EXERCISE:
Copy out the entries that follow, exactly as written.

[Saved data entries]
PR #779, opened 2023-09-01
Polio 1164 add endpoint for lqas round data

quang-le:
OpenHexa pipeline needed an endpoint to safely PATCH lqas districts passed and failed to round in DB.

Related JIRA tickets : POLIO-1164

- [ ] Are there enough tests

## Changes

- Add `RoundViewSet` and  `api/polio/rounds` endpoint. It's only used for the custom PATCH request for now.
- Add `updatelqasfields` method to `RoundViewset`. It takes the round number, campaign obr_name and the values of the lqas fields to update.
- Override `partial_update` method in `CampaignViewSet` to prevent unsafe updates.

## How to test

Go to polio> Campaigns
Choose and obr_name
Go to `/swagger` and find `/api/polio/rounds/updatelqasfields`
Click try it out
Fill in all fields and send the request

## Print screen / video

https://github.com/BLSQ/iaso/assets/38907762/ea75d61b-58e0-4927-b52d-3772d0f1fe44

## Notes

Requires https://github.com/BLSQ/iaso-pipelines/pull/10 to be merged and run as pipeline in OpenHexa

### DIFF
--- a/plugins/polio/api.py
+++ b/plugins/polio/api.py
@@ -27,6 +27,7 @@ from django.utils.timezone import now, make_aware
 from django.views.decorators.cache import cache_page
 from django_filters.rest_framework import DjangoFilterBackend  # type: ignore
 from gspread.utils import extract_id_from_url  # type: ignore
+from hat.menupermissions import models as permission
 from openpyxl.writer.excel import save_virtual_workbook  # type: ignore
 from requests import HTTPError
 from iaso.api.serializers import OrgUnitDropdownSerializer
@@ -39,6 +40,7 @@ from rest_framework.request import Request
 from rest_framework.response import Response
 from iaso.api.common import (
     CSVExportMixin,
+    HasPermission,
     ModelViewSet,
     DeletionFilterBackend,
     CONTENT_TYPE_XLSX,
@@ -50,8 +52,10 @@ from plugins.polio.serializers import (
     ConfigSerializer,
     CountryUsersGroupSerializer,
     ExportCampaignSerializer,
+    LqasDistrictsUpdateSerializer,
     RoundDateHistoryEntrySerializer,
     PowerBIRefreshSerializer,
+    RoundSerializer,
 )
 from plugins.polio.serializers import (
     OrgUnitSerializer,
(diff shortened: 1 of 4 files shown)


mathvdh (approved):
No comments, except maybe that the tests seems to fail in CI

plugins/polio/api.py
```diff
@@ -513,6 +517,15 @@ def send_notification_email(self, request, pk, **kwargs):
 
         return Response({"message": "email sent"})
 
+    # We need to authorize PATCH request to enable restore_deleted_campaign endpoint
+    # But Patching the campign directly is very much error prone, so we disable it indirectly
+    def partial_update(self):
```
madewulf, line 522: This works, and is ok for this, but I'm quite sure that there is a cleaner way to disallow a method on a viewset: https://stackoverflow.com/questions/9549867/django-rest-framework-limit-the-allowed-methods-to-get

plugins/polio/api.py
```diff
@@ -2082,6 +2095,40 @@ def get_queryset(self):
             )
 
 
+@swagger_auto_schema(tags=["rounds"], request_body=LqasDistrictsUpdateSerializer)
+class RoundViewset(ModelViewSet):
+    # Patch should be in the list to allow updatelqasfields to work
+    http_method_names = ["patch"]
```
madewulf, line 2101: You used it here, the cleaner method to limit authorized actions.

plugins/polio/api.py
```diff
@@ -2082,6 +2095,40 @@ def get_queryset(self):
...
+    @action(detail=False, methods=["patch"], serializer_class=LqasDistrictsUpdateSerializer)
+    def updatelqasfields(self, request):
+        round_number = request.data.get("number", None)
+        obr_name = request.data.get("obr_name", None)
+        if obr_name is None:
+            raise serializers.ValidationError({"obr_name": "This field is required"})
+        if round_number is None:
+            raise serializers.ValidationError({"round_number": "This field is required"})
+        try:
+            round_instance = Round.objects.get(campaign__obr_name=obr_name, number=round_number)
```
madewulf, line 2122: Looks to me that this might allow to bypass limitations by country (say, you are allowed to modify only a country, you could still modify the rounds of another country with this method, I think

RESULT:
PR #779, opened 2023-09-01
Polio 1164 add endpoint for lqas round data

quang-le:
OpenHexa pipeline needed an endpoint to safely PATCH lqas districts passed and failed to round in DB.

Related JIRA tickets : POLIO-1164

- [ ] Are there enough tests

## Changes

- Add `RoundViewSet` and  `api/polio/rounds` endpoint. It's only used for the custom PATCH request for now.
- Add `updatelqasfields` method to `RoundViewset`. It takes the round number, campaign obr_name and the values of the lqas fields to update.
- Override `partial_update` method in `CampaignViewSet` to prevent unsafe updates.

## How to test

Go to polio> Campaigns
Choose and obr_name
Go to `/swagger` and find `/api/polio/rounds/updatelqasfields`
Click try it out
Fill in all fields and send the request

## Print screen / video

https://github.com/BLSQ/iaso/assets/38907762/ea75d61b-58e0-4927-b52d-3772d0f1fe44

## Notes

Requires https://github.com/BLSQ/iaso-pipelines/pull/10 to be merged and run as pipeline in OpenHexa

### DIFF
--- a/plugins/polio/api.py
+++ b/plugins/polio/api.py
@@ -27,6 +27,7 @@ from django.utils.timezone import now, make_aware
 from django.views.decorators.cache import cache_page
 from django_filters.rest_framework import DjangoFilterBackend  # type: ignore
 from gspread.utils import extract_id_from_url  # type: ignore
+from hat.menupermissions import models as permission
 from openpyxl.writer.excel import save_virtual_workbook  # type: ignore
 from requests import HTTPError
 from iaso.api.serializers import OrgUnitDropdownSerializer
@@ -39,6 +40,7 @@ from rest_framework.request import Request
 from rest_framework.response import Response
 from iaso.api.common import (
     CSVExportMixin,
+    HasPermission,
     ModelViewSet,
     DeletionFilterBackend,
     CONTENT_TYPE_XLSX,
@@ -50,8 +52,10 @@ from plugins.polio.serializers import (
     ConfigSerializer,
     CountryUsersGroupSerializer,
     ExportCampaignSerializer,
+    LqasDistrictsUpdateSerializer,
     RoundDateHistoryEntrySerializer,
     PowerBIRefreshSerializer,
+    RoundSerializer,
 )
 from plugins.polio.serializers import (
     OrgUnitSerializer,
(diff shortened: 1 of 4 files shown)


mathvdh (approved):
No comments, except maybe that the tests seems to fail in CI

plugins/polio/api.py
```diff
@@ -513,6 +517,15 @@ def send_notification_email(self, request, pk, **kwargs):
 
         return Response({"message": "email sent"})
 
+    # We need to authorize PATCH request to enable restore_deleted_campaign endpoint
+    # But Patching the campign directly is very much error prone, so we disable it indirectly
+    def partial_update(self):
```
madewulf, line 522: This works, and is ok for this, but I'm quite sure that there is a cleaner way to disallow a method on a viewset: https://stackoverflow.com/questions/9549867/django-rest-framework-limit-the-allowed-methods-to-get

plugins/polio/api.py
```diff
@@ -2082,6 +2095,40 @@ def get_queryset(self):
             )
 
 
+@swagger_auto_schema(tags=["rounds"], request_body=LqasDistrictsUpdateSerializer)
+class RoundViewset(ModelViewSet):
+    # Patch should be in the list to allow updatelqasfields to work
+    http_method_names = ["patch"]
```
madewulf, line 2101: You used it here, the cleaner method to limit authorized actions.

plugins/polio/api.py
```diff
@@ -2082,6 +2095,40 @@ def get_queryset(self):
...
+    @action(detail=False, methods=["patch"], serializer_class=LqasDistrictsUpdateSerializer)
+    def updatelqasfields(self, request):
+        round_number = request.data.get("number", None)
+        obr_name = request.data.get("obr_name", None)
+        if obr_name is None:
+            raise serializers.ValidationError({"obr_name": "This field is required"})
+        if round_number is None:
+            raise serializers.ValidationError({"round_number": "This field is required"})
+        try:
+            round_instance = Round.objects.get(campaign__obr_name=obr_name, number=round_number)
```
madewulf, line 2122: Looks to me that this might allow to bypass limitations by country (say, you are allowed to modify only a country, you could still modify the rounds of another country with this method, I think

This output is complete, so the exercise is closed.